U.S. tax laws as applied to Americans abroad are so punitive that many would be further ahead by simply paying the Exit Tax (at this time it was the Clinton Exit tax) and moving on.

In other words, maybe you purchase your freedom (wasn’t there a period in U.S. history when certain people purchased their freedom) and move on. After all, the simple truth is that the U.S. government does have a property right in its citizens.

Conclusion, this is all very very sad …

Speaking of Phil Hodgen, in a recent blog post, where he was discussing exiting the U.S.A. and the Exit Tax he closed by saying:

We have squillions of brain cells in our office dedicated to Section 877A and expatriation. My only advice to you (and others) who are going through the expatriation process is this: remember your Primary Purpose to exit the United States cleanly, so you can move about the planet freely for the rest of your life. Don’t f— that up by playing games with your taxes.

“Your money or your life?” That is the question you are being asked. Choose life.

You are a U.S. citizen. Therefore you must choose between your money or your life. It’s too bad U.S. citizens can’t have both!

Put, that way, yes Mr. Hodgen is correct:

You lost the birth lottery – Take life!!

Disclaimer!! This post is and is not intended to be legal advice or any other kind of advice. You must seek advice appropriate to your circumstances.

5 thoughts on “5 strategies for weight reduction and a better life for #Americansabroad – Lose your “covered expat” status

  1. calgary411

    You’ve been busy putting this brilliant post together. For every financial planner out there — you show in black and white that being a US Person while living abroad (and even as a homelander anymore) is indeed bizarre. Who would believe what we “know to be true” is a lie? Just how long will the great USA last?

  2. Torishimariyaku

    My case may be different, the exit tax may not be so bad. I am interested to hear any comments.

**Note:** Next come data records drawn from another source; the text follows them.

PR #2372, opened 2023-02-20
Add support for UDP_SEGMENT

glbrntt:
Motivation:

On Linux, the UDP_SEGMENT socket option allows for large buffers to be written to the kernel and segmented by the kernel (or in some cases the NIC) into smaller datagrams. This can substantially decrease the number of syscalls.

This can be set on a per message basis on a per socket basis. This change adds per socket configuration.

Modifications:

- Add a CNIOLinux function to check whether UDP_SEGMENT is supported on that particular Linux.
- Add a helper to `System` to check whether UDP_SEGMENT is supported on the current platform.
- On Linux only:
  - add the sol_udp socket option level
  - add the udp_gso socket option
- Add the `DatagramGenericSegmentationOffload` channel option.
- Get/Set the option in `DatagramChannel`

Results:

UDP GSO is supported on Linux.

### DIFF
--- a/Sources/CNIOLinux/shim.c
+++ b/Sources/CNIOLinux/shim.c
@@ -150,4 +150,21 @@ size_t CNIOLinux_CMSG_SPACE(size_t payloadSizeBytes) {
 
 const int CNIOLinux_SO_TIMESTAMP = SO_TIMESTAMP;
 const int CNIOLinux_SO_RCVTIMEO = SO_RCVTIMEO;
+
+int CNIOLinux_supports_udp_segment() {
+    #ifndef UDP_SEGMENT
+    return -1;
+    #else
+    int fd = socket(AF_INET, SOCK_DGRAM, 0);
+    if (fd == -1) {
+        return -1;
+    }
+
+    int gso_size = 512;
+    int rc = setsockopt(fd, IPPROTO_UDP, UDP_SEGMENT, &gso_size, sizeof(gso_size));
+    close(fd);
+    return rc;
+    #endif
+}
+
 #endif
--- a/Sources/NIOCore/BSDSocketAPI.swift
+++ b/Sources/NIOCore/BSDSocketAPI.swift
@@ -245,6 +245,15 @@ extension NIOBSDSocket.OptionLevel {
     /// Socket options that apply to all sockets.
     public static let socket: NIOBSDSocket.OptionLevel =
             NIOBSDSocket.OptionLevel(rawValue: SOL_SOCKET)
+
+    /// Socket options that apply only to UDP sockets.
+    #if os(Linux) || os(Android)
+    public static let udp: NIOBSDSocket.OptionLevel =
+            NIOBSDSocket.OptionLevel(rawValue: CInt(IPPROTO_UDP))
+    #else
+    public static let udp: NIOBSDSocket.OptionLevel =
+            NIOBSDSocket.OptionLevel(rawValue: IPPROTO_UDP)
+    #endif
 }
 
 // IPv4 Options
@@ -325,6 +334,15 @@ extension NIOBSDSocket.Option {
     /// Get information about the TCP connection.
     public static let tcp_connection_info: NIOBSDSocket.Option =
             NIOBSDSocket.Option(rawValue: TCP_CONNECTION_INFO)
+}
+#endif
+
+#if os(Linux)
+extension NIOBSDSocket.Option {
+    // Note: UDP_SEGMENT is not available on all Linux platforms so the value is hardcoded.
+
+    /// Use UDP segmentation offload (UDP_SEGMENT, or 'GSO'). Only available on Linux.
+    public static let udp_segment = NIOBSDSocket.Option(rawValue: 103)
 }
 #endif
 
--- a/Sources/NIOCore/ChannelOption.swift
+++ b/Sources/NIOCore/ChannelOption.swift
@@ -191,6 +191,19 @@ extension ChannelOptions {
             public init() { }
         }
 
+        /// ``DatagramSegmentSize`` controls the 'UDP_SEGMENT' socket option (sometimes reffered to as 'GSO') which allows for
+        /// large writes to be sent via `sendmsg` and `sendmmsg` and segmented into separate datagrams by the kernel (or in some cases, the NIC).
+        /// The size of segments the large write is split into is controlled by the value of this option (note that writes do not need to be a
+        /// multiple of this option).
+        ///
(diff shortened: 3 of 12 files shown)


FranzBusch (approved):
LGTM!

Sources/CNIOLinux/shim.c
```diff
@@ -150,4 +150,21 @@ size_t CNIOLinux_CMSG_SPACE(size_t payloadSizeBytes) {
 
 const int CNIOLinux_SO_TIMESTAMP = SO_TIMESTAMP;
 const int CNIOLinux_SO_RCVTIMEO = SO_RCVTIMEO;
+
+int CNIOLinux_supports_udp_segment() {
+    #ifndef UDP_SEGMENT
```
Lukasa, line 155: This guard isn't enough: we need to compile out the function below if `UDP_SEGMENT` isn't defined, or the compiler will still fail.

Sources/NIOCore/BSDSocketAPI.swift
```diff
@@ -245,6 +245,12 @@ extension NIOBSDSocket.OptionLevel {
     /// Socket options that apply to all sockets.
     public static let socket: NIOBSDSocket.OptionLevel =
             NIOBSDSocket.OptionLevel(rawValue: SOL_SOCKET)
+
+    #if os(Linux)
+    /// Socket options that apply only to UDP sockets.
+    public static let sol_udp: NIOBSDSocket.OptionLevel =
```
Lukasa, line 251: Per the naming scheme, I think this is just `udp`. Also, prefer `IPPROTO_UDP` to `SOL_UDP`. That way we can also make this available on Darwin and Windows.

Sources/NIOCore/ChannelOption.swift
```diff
@@ -12,6 +12,10 @@
 //
 //===----------------------------------------------------------------------===//
 
+#if os(Linux)
+import CNIOLinux
```
Lukasa, line 16: Is this import needed?

Sources/NIOPosix/SocketChannel.swift
```diff
@@ -552,6 +563,19 @@ final class DatagramChannel: BaseSocketChannel<Socket> {
                 // Receiving packet info is only supported for IP
                 throw ChannelError.operationUnsupported
             }
+        case _ as ChannelOptions.Types.DatagramGenericSegmentationOffload:
+            if System.supportsUDPSegmentationOffload {
+                #if os(Linux)
```
Lukasa, line 568: Instead of putting the compile time checks in here, can we put them into functions in `BSDSocketAPI` with different implementations in the various placse? I'd like us to avoid too much multiplication of `#if os` throughout this file, so if we can split these branches into functions that exist on all platforms but that are only implemented non-trivially on the platforms we care about, that would be very helpful.

Sources/CNIOLinux/shim.c
Lukasa, line 155: Also, why are we compile guarding for the absence of this flag here, where we rely on it being present in `ChannelOption.swift`?

Sources/NIOCore/BSDSocketAPI.swift
glbrntt: Will change this. What's the difference between `IPPROTO_UDP` and `SOL_UDP` all of the references and docs I found referred to the latter.

Sources/NIOCore/ChannelOption.swift
glbrntt: Nope, I previously had the is-supported check was on `DatagramGenericSegmentationOffload` but remember we have `System` which seemed a better fit.

Sources/CNIOLinux/shim.c
Lukasa: Yes, the preprocessor doesn't skip the rest of the code, and the compiler doesn't stop parsing after `return`. [Godbolt](https://godbolt.org/z/dxvjKvTrc).

Lukasa: Yes, Linux has a stable ABI so the value of this flag is hardcoded and cannot change. We've done this with other socket options.

Sources/NIOCore/BSDSocketAPI.swift
Lukasa: In terms of its value, literally nothing: both evaluate to 17. `SOL_UDP` is kinda a bastardisation: the `SOL_TCP` and `SOL_UDP` are both aliases to `IPPROTO_TCP` and `IPPROTO_UDP`, but the latter two spellings are more common.

Sources/NIOPosix/BSDSocketAPIPosix.swift
```diff
@@ -267,4 +267,35 @@ extension NIOBSDSocketControlMessage {
     }
 }
 
+extension NIOBSDSocket {
+    static func setUDPSegment(socket: NIOBSDSocket.Handle, segmentSize: CInt) throws {
```
glbrntt, line 271: Is something like this what you had in mind @Lukasa?

Sources/NIOCore/ChannelOption.swift
```diff
@@ -191,6 +191,19 @@ extension ChannelOptions {
             public init() { }
         }
 
+        /// ``DatagramGenericSegmentationOffload`` controls the 'UDP_SEGMENT' socket option (sometimes reffered to as 'GSO') which allows for
+        /// large writes to be sent via `sendmsg` and `sendmmsg` and segmented into separate datagrams by the kernel (or in some cases, the NIC).
+        /// The size of segments the large write is split into is controlled by the value of this options (note that writes do not need to be a
```
Lukasa, line 196:
```suggestion
        /// The size of segments the large write is split into is controlled by the value of this option (note that writes do not need to be a
```

Sources/NIOPosix/SocketChannel.swift
```diff
@@ -508,7 +508,14 @@ final class DatagramChannel: BaseSocketChannel<Socket> {
                 // Receiving packet info is only supported for IP
                 throw ChannelError.operationUnsupported
             }
-            break
+        case _ as ChannelOptions.Types.DatagramGenericSegmentationOffload:
+            guard System.supportsUDPSegmentationOffload else {
+                throw ChannelError.operationUnsupported
+            }
+            let segmentSize = value as! ChannelOptions.Types.DatagramGenericSegmentationOffload.Value
+            try self.socket.withUnsafeHandle {
```
Lukasa, line 516: Can we make this a `func` on the socket type itself? That way we can avoid having the unsafe code in this location, which would be nice.

Lukasa (approved):
Nice one, LGTM!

    I am way over the $2m limit, and there is no realistic way to become non-covered. My personal unrealized capital gains are less than the excluded amount. Most of my assets are in my pension plan.

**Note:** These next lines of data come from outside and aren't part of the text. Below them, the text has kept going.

PR #2373, opened 2023-02-20
Don't retain a task when all we want is a time

Lukasa:
Motivation:

To know when we next need to wake up, we keep track of what the next deadline will be. This works great, but in order to keep track of this UInt64 we save off an entire ScheduledTask. This object is quite wide (6 pointers wide), and two of those pointers require ARC traffic, so doing this saving produces unnecessary overhead.

Worse, saving this task plays poorly with task cancellation. If the saved task is cancelled, this has the effect of "retaining" that task until the next event loop tick. This is unlikely to produce catastrophic bugs in real programs, where the loop does tick, but it violates our tests which rigorously assume that we will always drop a task when it is cancelled. In specific manufactured cases it's possible to produce leaks of non-trivial duration.

Modifications:

- Wrote a weirdly complex test.
- Moved the implementation of Task.readyIn to a method on NIODeadline
- Saved a NIODeadline instead of a ScheduledTask

Result:

Minor performance improvement in the core event loop processing, minor correctness improvement.

### DIFF
--- a/Sources/NIOPosix/MultiThreadedEventLoopGroup.swift
+++ b/Sources/NIOPosix/MultiThreadedEventLoopGroup.swift
@@ -378,21 +378,14 @@ internal struct ScheduledTask {
     let task: () -> Void
     private let failFn: (Error) ->()
     @usableFromInline
-    internal let _readyTime: NIODeadline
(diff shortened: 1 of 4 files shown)


Lukasa:

PR #2375, opened 2023-02-21
Not Holding OnToRunClosure() test updates

carolinacass:
Motivation:
testCancelledScheduledTasksDoNotHoldOnToRunClosure() was not allowed enough time and timing off at moments, causing it to fail occasionally

Modifications:
Added a ConditionLock throughout the code to make sure it only unlocks when the code has waited enough time for us not to hit the precondition failure


Tests/NIOEmbeddedTests/AsyncTestingEventLoopTests.swift
```diff
@@ -471,22 +471,35 @@ final class NIOAsyncTestingEventLoopTests: XCTestCase {
...
+            let scheduled = make(deallocated: deallocated)
             scheduled.cancel()
-            assert(weakThing == nil, within: .seconds(1))
-            await XCTAssertThrowsError(try await scheduled.futureResult.get()) { error in
+            if deallocated.lock(whenValue: 1, timeoutSeconds: 60) {
+                deallocated.unlock()
+            } else {
+                XCTFail("Timed out waiting for lock")
+            }
+            XCTAssertThrowsError(try scheduled.futureResult.wait()) { error in
```
Lukasa, line 502: Prefer the original `await` construction we used here.

Tests/NIOPosixTests/EventLoopTest+XCTest.swift
```diff
@@ -22,6 +22,7 @@ import XCTest
 /// Do NOT edit this file directly as it will be regenerated automatically when needed.
 ///
 
+@available(macOS 10.15, iOS 13.0, watchOS 6.0, tvOS 13.0, *)
```
Lukasa, line 25: We can't add these: where did these come from? I think we resolved this in your prior PR.

Lukasa (changes requested):

Tests/NIOEmbeddedTests/AsyncTestingEventLoopTests.swift
```diff
@@ -471,21 +471,34 @@ final class NIOAsyncTestingEventLoopTests: XCTestCase {
                 XCTAssertNoThrow(try eventLoop.syncShutdownGracefully())
             }
 
-            class Thing {}
+            class Thing {
```
Lukasa, line 474:
```suggestion
            class Thing: @unchecked Sendable {
```

Tests/NIOEmbeddedTests/EmbeddedEventLoopTest.swift
```diff
@@ -319,21 +320,34 @@ public final class EmbeddedEventLoopTest: XCTestCase {
             XCTAssertNoThrow(try eventLoop.syncShutdownGracefully())
         }
 
-        class Thing {}
+        class Thing {
```
Lukasa, line 323:
```suggestion
        class Thing: @unchecked Sendable {
```

Tests/NIOPosixTests/EventLoopTest.swift
```diff
@@ -810,21 +811,34 @@ public final class EventLoopTest : XCTestCase {
             XCTAssertNoThrow(try group.syncShutdownGracefully())
         }
 
-        class Thing {}
+        class Thing {
```
Lukasa, line 814:
```suggestion
        class Thing: @unchecked Sendable {
```

Lukasa (approved):

PR #2376, opened 2023-02-27
Fix memory binding.

ser-0xff:
Fix memory binding.

### Motivation:

According to the documentation the 'capacity' argument represent the amount of memory counted as instances of T. Number of bytes allocated for the memory block does not always the same value as a number of instances.

### Modifications:

bindMemory(:, capacity:) called with capacity equal to number of items in the vector instead of size of vector in bytes.

### Result:

Proper memory binding.


Lukasa (approved):

Lukasa:

Lukasa:
This LGTM but needs to be rebased onto main.

Lukasa:
This still needs to be rebased onto main, and sadly I can't do it as you haven't made the branch editable by admins.

ser-0xff:
I synced the branch with swift-nio/main and asked to give you rights resync it.

Lukasa:

Lukasa (approved):

PR #1963, opened 2021-09-21
Fix HttpPart description comment typo

wplong11:
Fixes a typo `mssage` -> `message`

### Motivation:

Typos are bad.

### Modifications:

Simple correction to the description comment for HttpPart

### Result:

Correct typo

PR #2377, opened 2023-02-28
Fix an upcoming compiler warning on implicit raw pointer casts.

atrick:
Fix an upcoming compiler warning on implicit raw pointer casts.

## Motivation:

setOption forms a raw pointer to a generic argument. The compiler will warn on this as of:

[proposal] Constrain implicit raw pointer conversion... #1963 https://github.com/apple/swift-evolution/pull/1963

/Sources/NIOPosix/BaseSocket.swift:286:31: warning: forming 'UnsafeRawPointer' to a variable of type 'T'; this is likely incorrect because 'T' may contain an object reference.

                option_value: &val,
                              ^

## Modifications:

Ideally, this would be fixed by adding a BitwiseCopyable constraint to the 'value' parameter of 'BaseSocker.setOption'. That would not only eliminate the warning, but would make the API safer. But BitwiseCopyable isn't quite ready for public use.

In the meantime, a reasonable workaround is to use an explicit `withUnsafeBytes` to form the raw pointer.

## Result:

This silences the new compiler warning.


Lukasa:

Lukasa (approved):
Thanks for the fix Andy!

atrick:
@Lukasa do you know of any process for getting fixes into the swift-nio tag that the swift toolchain itself builds? It's only at 2.31.2, which dates back to 2021.

Lukasa:
I think @yim-lee is the keeper of the knowledge.

yim-lee:
@atrick Do you mean [update-checkout](https://github.com/apple/swift/blob/main/utils/update_checkout/update-checkout-config.json)? That will need to be updated by owner of the project(s) that depend on `swift-nio`. I don't work on a Swift toolchain related project with the dependency though. @shahmishal @tomerd Do you know?

shahmishal:
> That will need to be updated by owner of the project(s) that depend on swift-nio. 
Correct, @atrick any specific reason to update the tag?

atrick:
@shahmishal This PR has a trivial fix for a scary warning that the compiler will produce. I'm guessing people don't want to see that every time they build the swift toolchain. AFAICT swift-docc and swiftpm depend on swift-nio.

yim-lee:
> AFAICT swift-docc and swiftpm depend on swift-nio.

SwiftPM doesn't depend on `swift-nio` directly. I don't think any of its dependencies require it either.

    Will the following work? On Monday I sell all the assets in the pension plan. Now there are no unrealized gains in the plan. On Wednesday I go to the US Embassy and expatriate. On Thursday I go back to my normal investments in my pension plan.

    I now file the 8854. This will show no unrealized gains in my pension plan on the Tuesday. Given my personal unrealized gains are less than the limit I will pay no exit tax. It would seem then the unrealized gains I own personally can be sold capital gains tax free as I am now a non-resident.

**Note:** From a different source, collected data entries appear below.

PR #2378, opened 2023-02-28
Buffer pool for message headers and addresses.

ser-0xff:
Add a pool of msg_hdr and sockaddr_storage buffers.

### Motivation:

With synchronous calls it was enough to have a single buffer and use it for all calls. Asynchronous operations require to keep data while operation will not be completed, so they can be reused only when operation will be completed.

### Modifications:

Add a pool with sentinel to check buffer out of bound access.

### Result:

Have a possibility to use asynchronous operations in the future.


Sources/NIOPosix/Pool.swift
```diff
@@ -202,3 +202,117 @@ extension Int {
         self = (self + alignmentGuide) & (~alignmentGuide)
     }
 }
+
+final class PooledMsgBuffer: PoolElement {
```
Lukasa, line 206: I think we want this to be a struct, not a class.

Sources/NIOPosix/Pool.swift
```diff
@@ -202,3 +202,117 @@ extension Int {
...
+
+    deinit {
+        self.controlMessageStorage.deallocate()
+    }
+
+    func evictedFromPool() {
+        self.validateSentinel()
+    }
+
+    func withUnsafePointers<ReturnValue>(
```
Lukasa, line 308: Can you add the `withStorageManagement` version of this function? We'll need it for the eventual io_uring case.

Sources/NIOPosix/Pool.swift
```diff
@@ -202,3 +202,117 @@ extension Int {
...
+    }
+
+    private func validateSentinel() {
+        self.storage.withUnsafeMutableTypedPointers { _, _, sentinelPointer in
+            precondition(sentinelPointer.pointee == Self.sentinelValue, "Detected memory handling error!")
+        }
+    }
+
+    private var storage: BackingStorage
+    public var controlMessageStorage: UnsafeControlMessageStorage
```
Lukasa, line 289: I think this thing is why this is currently a class. Presumably we're going to have to pool this too, so my gut instinct is that we should omit the change to this right now, and have a separate change to clean up the lifecycle management and move this to a pool.

Sources/NIOPosix/SocketChannel.swift
```diff
@@ -440,10 +437,7 @@ final class DatagramChannel: BaseSocketChannel<Socket> {
     init(socket: Socket, parent: Channel? = nil, eventLoop: SelectableEventLoop) throws {
         self.vectorReadManager = nil
         try socket.setNonBlocking()
-        self.pendingWrites = PendingDatagramWritesManager(bufferPool: eventLoop.bufferPool,
-                                                          msgs: eventLoop.msgs,
-                                                          addresses: eventLoop.addresses,
-                                                          controlMessageStorage: eventLoop.controlMessageStorage)
+        self.pendingWrites = PendingDatagramWritesManager(bufferPool: eventLoop.bufferPool, msgBufferPool: eventLoop.msgBufferPool)
```
Lukasa, line 440: Can we save the `msgBufferPool` on `self` here? That way we can avoid reaching into the EL to grab it later on, which is a nice win.

Lukasa (commented):
Broadly looks great! I've left a few notes in the diff.

Sources/NIOPosix/Pool.swift
ser-0xff: Needed to deallocate ControlMessageStorage

Sources/NIOPosix/Pool.swift
ser-0xff: Do you mean remove the controlMessageStorage from the PooledMsgBuffer and move it back to the EL for now?

Lukasa: Yes.

Sources/NIOPosix/Pool.swift
ser-0xff: Done.

Sources/NIOPosix/Pool.swift
ser-0xff: Done.

Sources/NIOPosix/Pool.swift
ser-0xff: Moved controlMessageStorage back to EL.

Sources/NIOPosix/SocketChannel.swift
ser-0xff: That change was needed to refer controlMessageStorage from the PooledMsgBuffer. Now controlMessageStorage moved back to the EL, so probably that change not needed any more. What do you think?

Lukasa (approved):
Nice one, this LGTM.

Lukasa:
Can you update this to in-line with current `main`?

Lukasa:

ser-0xff:
Synced with main

Lukasa:
Unfortunately this has fallen out of date again, can you give me permissions on this branch so I can bring it up-to-date and merge it?

PR #2379, opened 2023-03-01
Remove redundant availability guards

glbrntt:
Motivation:

EventLoopTest has an availability annotation for the various Darwin platforms. This availability check is repeated in a few tests which yields warnings.

Modifications:

Remove the additional test-level availability guards.

Result:

Warning free.


Lukasa (changes requested):
I think I'd rather we dropped the one on the class than we dropped these, as I believe these ones are gating the test on iOS. Can you sync up with @carolinacass to validate that this change still passes on iOS?

PR #2381, opened 2023-03-01
mark syncShutdownGracefully noasync

rnro:
Motivation:

The code as-is blocks the calling thread which shouldn't be done in an `async` content.

Modifications:

Mark `EventLoopGroup.syncShutdownGracefully()` and `NIOThreadPool.syncShutdownGracefully()` noasync on Swift > 5.7


Lukasa (approved):

Lukasa:
Can you run `generate_linux_tests.rb`?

    Any comments would be appreciated. Have I missed something about post-expatriation tax?

    Please post comments here.

    1. renounceuscitizenship Post author

      You have correctly identified the principle that the 877A rule applies to gains. But there are more specific rules for pensions – you should get some personalized, very specialized and very competent advice before taking any steps.

      1. Torishimariyaku

        As I read the rules the assets in the pensions are included in both the net worth and unrealized gains calculation. Does anyone have a reference so I can check out the more specific rules for pension plans?

  3. Torishimariyaku

    The blog suggests some ways to become non-covered. I read about non-grantor trusts, it would seem that the tax treatment of a non-covered person with a non-grantor trust is better than the same person who expatriates as covered. Any thoughts on using a non-grantor trust to get below the $2m limit?